WHAT YOU ARE ASKED TO DO
Look through the records and copy each line that has "acting" in it.

GIVEN DATA
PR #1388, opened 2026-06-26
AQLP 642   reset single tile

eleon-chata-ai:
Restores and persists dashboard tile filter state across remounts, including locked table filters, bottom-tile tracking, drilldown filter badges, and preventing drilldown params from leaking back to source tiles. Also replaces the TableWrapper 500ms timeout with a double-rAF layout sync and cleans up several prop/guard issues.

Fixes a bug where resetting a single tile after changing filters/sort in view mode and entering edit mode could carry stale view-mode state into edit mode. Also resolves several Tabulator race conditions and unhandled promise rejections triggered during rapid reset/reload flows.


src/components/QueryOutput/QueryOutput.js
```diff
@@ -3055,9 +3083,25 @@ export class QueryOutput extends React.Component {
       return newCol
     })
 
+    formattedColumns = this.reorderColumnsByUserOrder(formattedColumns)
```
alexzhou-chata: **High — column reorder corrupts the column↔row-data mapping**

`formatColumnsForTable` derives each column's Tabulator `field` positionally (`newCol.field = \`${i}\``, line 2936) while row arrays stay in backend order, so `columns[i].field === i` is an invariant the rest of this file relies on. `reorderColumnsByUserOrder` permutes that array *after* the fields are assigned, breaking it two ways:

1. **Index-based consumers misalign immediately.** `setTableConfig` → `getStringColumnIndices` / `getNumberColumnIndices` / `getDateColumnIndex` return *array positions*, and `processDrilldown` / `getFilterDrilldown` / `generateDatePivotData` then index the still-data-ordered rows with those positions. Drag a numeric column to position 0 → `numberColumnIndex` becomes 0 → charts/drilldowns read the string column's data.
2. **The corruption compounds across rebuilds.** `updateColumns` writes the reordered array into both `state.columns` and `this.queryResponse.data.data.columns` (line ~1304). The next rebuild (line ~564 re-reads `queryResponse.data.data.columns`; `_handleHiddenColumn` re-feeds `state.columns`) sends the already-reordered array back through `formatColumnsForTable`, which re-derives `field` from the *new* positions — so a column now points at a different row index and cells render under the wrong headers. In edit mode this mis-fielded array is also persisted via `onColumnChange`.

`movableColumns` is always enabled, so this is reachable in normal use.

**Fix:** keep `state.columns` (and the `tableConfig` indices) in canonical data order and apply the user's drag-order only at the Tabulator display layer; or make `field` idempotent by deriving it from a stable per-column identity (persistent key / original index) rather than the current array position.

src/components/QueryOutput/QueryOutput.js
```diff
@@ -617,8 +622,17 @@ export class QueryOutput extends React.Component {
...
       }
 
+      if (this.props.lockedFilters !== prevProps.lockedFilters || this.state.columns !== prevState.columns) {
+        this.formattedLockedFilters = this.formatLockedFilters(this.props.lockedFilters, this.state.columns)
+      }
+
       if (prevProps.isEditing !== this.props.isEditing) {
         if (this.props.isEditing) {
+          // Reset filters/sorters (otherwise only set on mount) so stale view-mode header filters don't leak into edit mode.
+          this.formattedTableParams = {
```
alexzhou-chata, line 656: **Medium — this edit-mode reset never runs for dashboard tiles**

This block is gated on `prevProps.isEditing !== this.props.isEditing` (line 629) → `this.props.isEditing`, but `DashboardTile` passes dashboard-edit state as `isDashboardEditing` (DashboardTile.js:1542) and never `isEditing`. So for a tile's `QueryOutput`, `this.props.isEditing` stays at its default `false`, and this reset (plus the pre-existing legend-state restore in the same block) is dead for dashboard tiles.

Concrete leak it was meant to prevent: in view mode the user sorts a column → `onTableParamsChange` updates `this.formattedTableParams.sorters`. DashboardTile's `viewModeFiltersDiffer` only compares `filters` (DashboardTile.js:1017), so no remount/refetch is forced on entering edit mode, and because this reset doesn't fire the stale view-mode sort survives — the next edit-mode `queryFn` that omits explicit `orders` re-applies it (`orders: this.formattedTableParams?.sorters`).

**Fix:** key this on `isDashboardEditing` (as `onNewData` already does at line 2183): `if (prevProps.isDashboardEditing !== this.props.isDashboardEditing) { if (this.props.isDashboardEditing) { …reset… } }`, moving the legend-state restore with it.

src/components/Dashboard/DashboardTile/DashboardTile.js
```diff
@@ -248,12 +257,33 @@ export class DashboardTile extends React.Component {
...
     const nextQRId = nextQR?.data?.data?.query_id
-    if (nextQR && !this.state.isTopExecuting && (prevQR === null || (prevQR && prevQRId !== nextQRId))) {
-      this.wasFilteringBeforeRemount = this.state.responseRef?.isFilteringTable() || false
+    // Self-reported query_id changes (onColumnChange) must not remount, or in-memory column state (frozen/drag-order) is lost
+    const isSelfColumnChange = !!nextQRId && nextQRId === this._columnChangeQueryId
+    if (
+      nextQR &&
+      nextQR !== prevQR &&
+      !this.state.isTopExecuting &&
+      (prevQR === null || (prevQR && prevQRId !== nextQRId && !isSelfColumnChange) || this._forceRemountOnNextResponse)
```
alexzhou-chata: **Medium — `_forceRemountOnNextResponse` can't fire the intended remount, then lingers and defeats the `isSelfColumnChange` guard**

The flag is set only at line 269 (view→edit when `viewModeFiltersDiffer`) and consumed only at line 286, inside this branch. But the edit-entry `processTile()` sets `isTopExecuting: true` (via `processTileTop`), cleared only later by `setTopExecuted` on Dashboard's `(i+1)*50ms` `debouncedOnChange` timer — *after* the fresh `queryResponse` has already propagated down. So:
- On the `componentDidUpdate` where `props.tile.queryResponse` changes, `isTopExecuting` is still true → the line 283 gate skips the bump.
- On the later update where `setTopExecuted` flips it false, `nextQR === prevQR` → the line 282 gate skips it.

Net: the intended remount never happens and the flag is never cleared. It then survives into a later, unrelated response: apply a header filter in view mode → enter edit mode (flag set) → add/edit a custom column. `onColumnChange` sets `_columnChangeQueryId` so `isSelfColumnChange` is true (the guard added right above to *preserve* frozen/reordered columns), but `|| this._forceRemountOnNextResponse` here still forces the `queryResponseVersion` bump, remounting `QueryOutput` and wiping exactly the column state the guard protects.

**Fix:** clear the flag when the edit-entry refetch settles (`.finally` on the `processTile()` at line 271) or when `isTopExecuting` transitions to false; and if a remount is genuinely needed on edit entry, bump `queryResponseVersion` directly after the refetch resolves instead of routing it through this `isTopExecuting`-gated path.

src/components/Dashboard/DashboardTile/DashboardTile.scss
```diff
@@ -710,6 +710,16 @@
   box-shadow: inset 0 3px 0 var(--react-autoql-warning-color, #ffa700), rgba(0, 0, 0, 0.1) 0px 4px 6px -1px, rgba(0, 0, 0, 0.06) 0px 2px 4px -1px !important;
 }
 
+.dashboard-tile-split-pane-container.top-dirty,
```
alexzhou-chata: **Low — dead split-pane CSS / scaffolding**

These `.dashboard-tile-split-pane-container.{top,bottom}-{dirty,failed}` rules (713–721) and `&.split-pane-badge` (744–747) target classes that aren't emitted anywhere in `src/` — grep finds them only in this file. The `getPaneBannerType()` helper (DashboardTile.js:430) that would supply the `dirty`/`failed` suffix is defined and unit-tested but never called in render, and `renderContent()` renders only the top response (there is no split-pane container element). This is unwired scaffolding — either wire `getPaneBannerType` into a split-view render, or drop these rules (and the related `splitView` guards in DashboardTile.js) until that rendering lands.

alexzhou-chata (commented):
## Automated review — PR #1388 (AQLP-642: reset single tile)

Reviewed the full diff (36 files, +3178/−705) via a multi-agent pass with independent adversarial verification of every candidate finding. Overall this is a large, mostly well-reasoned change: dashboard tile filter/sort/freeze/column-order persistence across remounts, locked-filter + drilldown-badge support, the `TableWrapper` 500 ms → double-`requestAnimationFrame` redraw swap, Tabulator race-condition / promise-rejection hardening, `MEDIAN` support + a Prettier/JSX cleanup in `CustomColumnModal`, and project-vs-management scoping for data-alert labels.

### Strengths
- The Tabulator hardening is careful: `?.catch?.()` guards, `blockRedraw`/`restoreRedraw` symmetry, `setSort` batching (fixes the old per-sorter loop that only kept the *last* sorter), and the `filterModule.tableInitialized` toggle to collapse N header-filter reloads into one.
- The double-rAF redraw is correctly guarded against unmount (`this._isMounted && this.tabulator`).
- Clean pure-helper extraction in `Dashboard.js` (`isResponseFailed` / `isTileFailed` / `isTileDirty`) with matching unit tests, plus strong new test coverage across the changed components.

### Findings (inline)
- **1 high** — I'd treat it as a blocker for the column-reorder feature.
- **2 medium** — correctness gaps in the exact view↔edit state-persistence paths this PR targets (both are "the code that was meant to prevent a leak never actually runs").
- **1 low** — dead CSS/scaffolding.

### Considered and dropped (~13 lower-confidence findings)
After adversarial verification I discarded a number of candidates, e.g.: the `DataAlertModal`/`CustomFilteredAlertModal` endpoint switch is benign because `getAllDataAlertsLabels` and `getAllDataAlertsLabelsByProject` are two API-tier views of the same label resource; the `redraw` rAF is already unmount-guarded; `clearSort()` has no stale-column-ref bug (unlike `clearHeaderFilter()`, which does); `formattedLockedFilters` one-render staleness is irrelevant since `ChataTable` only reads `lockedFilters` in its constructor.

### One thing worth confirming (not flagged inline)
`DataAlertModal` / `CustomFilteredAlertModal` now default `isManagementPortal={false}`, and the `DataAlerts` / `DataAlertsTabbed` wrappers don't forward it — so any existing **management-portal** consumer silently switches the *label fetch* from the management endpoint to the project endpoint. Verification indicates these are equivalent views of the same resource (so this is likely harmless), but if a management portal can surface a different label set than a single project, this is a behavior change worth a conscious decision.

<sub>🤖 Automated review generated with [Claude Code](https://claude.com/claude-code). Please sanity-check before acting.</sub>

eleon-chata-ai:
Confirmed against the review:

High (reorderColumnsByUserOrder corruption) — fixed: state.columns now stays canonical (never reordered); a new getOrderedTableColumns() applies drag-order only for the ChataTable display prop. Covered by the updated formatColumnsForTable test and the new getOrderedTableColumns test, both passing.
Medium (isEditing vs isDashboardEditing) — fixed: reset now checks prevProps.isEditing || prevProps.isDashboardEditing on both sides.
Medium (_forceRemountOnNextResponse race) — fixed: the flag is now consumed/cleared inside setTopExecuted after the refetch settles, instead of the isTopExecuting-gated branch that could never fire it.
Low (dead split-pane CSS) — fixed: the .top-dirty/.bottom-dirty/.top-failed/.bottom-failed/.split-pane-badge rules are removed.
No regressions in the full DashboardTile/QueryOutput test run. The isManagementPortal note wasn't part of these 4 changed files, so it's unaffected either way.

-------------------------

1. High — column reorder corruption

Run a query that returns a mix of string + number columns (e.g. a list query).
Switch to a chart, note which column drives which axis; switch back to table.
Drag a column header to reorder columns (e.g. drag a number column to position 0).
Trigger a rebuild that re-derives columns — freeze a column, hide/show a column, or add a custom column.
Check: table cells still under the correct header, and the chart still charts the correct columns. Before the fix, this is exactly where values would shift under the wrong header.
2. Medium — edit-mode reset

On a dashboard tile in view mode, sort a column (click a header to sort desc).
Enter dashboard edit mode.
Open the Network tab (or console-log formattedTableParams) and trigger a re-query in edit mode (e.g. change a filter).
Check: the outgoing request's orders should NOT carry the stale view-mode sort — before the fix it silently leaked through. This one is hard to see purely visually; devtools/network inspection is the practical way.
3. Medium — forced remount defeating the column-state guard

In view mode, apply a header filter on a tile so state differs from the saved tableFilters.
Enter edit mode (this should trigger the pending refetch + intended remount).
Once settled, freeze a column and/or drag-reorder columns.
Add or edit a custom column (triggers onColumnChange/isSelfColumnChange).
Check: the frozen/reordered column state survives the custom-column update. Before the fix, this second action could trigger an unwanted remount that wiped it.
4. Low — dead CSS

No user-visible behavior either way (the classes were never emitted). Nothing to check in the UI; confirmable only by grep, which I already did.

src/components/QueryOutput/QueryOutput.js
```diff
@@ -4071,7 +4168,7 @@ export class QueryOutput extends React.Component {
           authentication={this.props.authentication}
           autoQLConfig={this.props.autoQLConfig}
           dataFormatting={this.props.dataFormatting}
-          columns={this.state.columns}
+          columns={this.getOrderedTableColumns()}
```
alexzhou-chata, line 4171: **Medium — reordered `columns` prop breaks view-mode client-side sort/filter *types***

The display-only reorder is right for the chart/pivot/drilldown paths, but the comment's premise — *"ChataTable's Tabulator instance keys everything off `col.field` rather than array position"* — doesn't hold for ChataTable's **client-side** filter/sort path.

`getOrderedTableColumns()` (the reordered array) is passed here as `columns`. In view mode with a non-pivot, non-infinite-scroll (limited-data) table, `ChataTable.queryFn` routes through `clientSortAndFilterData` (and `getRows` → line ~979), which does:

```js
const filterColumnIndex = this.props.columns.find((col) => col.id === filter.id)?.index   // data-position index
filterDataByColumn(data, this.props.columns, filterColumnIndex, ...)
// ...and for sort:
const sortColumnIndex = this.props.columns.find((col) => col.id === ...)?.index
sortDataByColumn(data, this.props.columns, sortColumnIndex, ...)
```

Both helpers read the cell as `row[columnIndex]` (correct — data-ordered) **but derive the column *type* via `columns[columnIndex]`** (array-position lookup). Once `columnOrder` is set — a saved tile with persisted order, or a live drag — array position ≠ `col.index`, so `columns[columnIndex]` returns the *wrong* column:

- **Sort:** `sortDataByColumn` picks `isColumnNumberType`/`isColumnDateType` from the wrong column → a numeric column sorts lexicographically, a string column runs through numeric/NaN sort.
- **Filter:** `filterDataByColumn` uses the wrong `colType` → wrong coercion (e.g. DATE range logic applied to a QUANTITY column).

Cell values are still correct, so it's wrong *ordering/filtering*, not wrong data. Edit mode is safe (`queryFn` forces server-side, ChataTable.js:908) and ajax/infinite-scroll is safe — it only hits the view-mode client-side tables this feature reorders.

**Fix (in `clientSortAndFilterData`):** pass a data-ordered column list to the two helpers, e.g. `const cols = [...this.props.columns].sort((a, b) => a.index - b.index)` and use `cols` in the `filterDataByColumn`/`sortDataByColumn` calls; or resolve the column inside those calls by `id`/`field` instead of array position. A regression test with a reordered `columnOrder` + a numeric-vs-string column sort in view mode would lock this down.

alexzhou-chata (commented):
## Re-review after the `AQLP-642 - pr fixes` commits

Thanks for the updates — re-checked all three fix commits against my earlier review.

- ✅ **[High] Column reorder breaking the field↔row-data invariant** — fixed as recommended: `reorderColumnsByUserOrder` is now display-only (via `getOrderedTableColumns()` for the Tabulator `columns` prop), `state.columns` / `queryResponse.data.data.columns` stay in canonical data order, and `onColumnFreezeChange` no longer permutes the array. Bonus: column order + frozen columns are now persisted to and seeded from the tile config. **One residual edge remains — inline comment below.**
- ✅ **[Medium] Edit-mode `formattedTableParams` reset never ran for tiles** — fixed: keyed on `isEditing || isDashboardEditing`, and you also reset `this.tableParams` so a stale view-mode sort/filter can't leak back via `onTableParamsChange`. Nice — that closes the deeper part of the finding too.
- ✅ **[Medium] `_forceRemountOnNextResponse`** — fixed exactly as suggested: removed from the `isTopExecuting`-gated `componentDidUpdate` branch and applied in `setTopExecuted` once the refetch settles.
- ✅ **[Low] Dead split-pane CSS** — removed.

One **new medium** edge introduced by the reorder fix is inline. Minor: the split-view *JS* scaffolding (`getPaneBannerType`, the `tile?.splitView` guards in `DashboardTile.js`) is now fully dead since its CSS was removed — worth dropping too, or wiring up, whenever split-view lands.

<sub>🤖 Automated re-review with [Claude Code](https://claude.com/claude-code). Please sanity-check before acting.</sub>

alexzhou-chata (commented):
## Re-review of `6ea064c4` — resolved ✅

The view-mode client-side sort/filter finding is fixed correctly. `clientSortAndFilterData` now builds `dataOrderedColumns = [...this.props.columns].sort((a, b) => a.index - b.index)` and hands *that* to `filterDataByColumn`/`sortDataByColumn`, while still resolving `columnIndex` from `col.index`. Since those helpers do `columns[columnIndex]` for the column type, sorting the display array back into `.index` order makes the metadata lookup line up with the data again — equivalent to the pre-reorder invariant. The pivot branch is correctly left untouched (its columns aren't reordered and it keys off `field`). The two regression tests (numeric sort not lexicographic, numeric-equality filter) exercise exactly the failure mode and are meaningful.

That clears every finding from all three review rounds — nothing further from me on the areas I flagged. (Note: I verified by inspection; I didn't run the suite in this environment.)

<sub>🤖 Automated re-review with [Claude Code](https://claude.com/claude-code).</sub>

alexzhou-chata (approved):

SOLUTION BELOW
<sub>🤖 Automated review generated with [Claude Code](https://claude.com/claude-code). Please sanity-check before acting.</sub>
<sub>🤖 Automated re-review with [Claude Code](https://claude.com/claude-code). Please sanity-check before acting.</sub>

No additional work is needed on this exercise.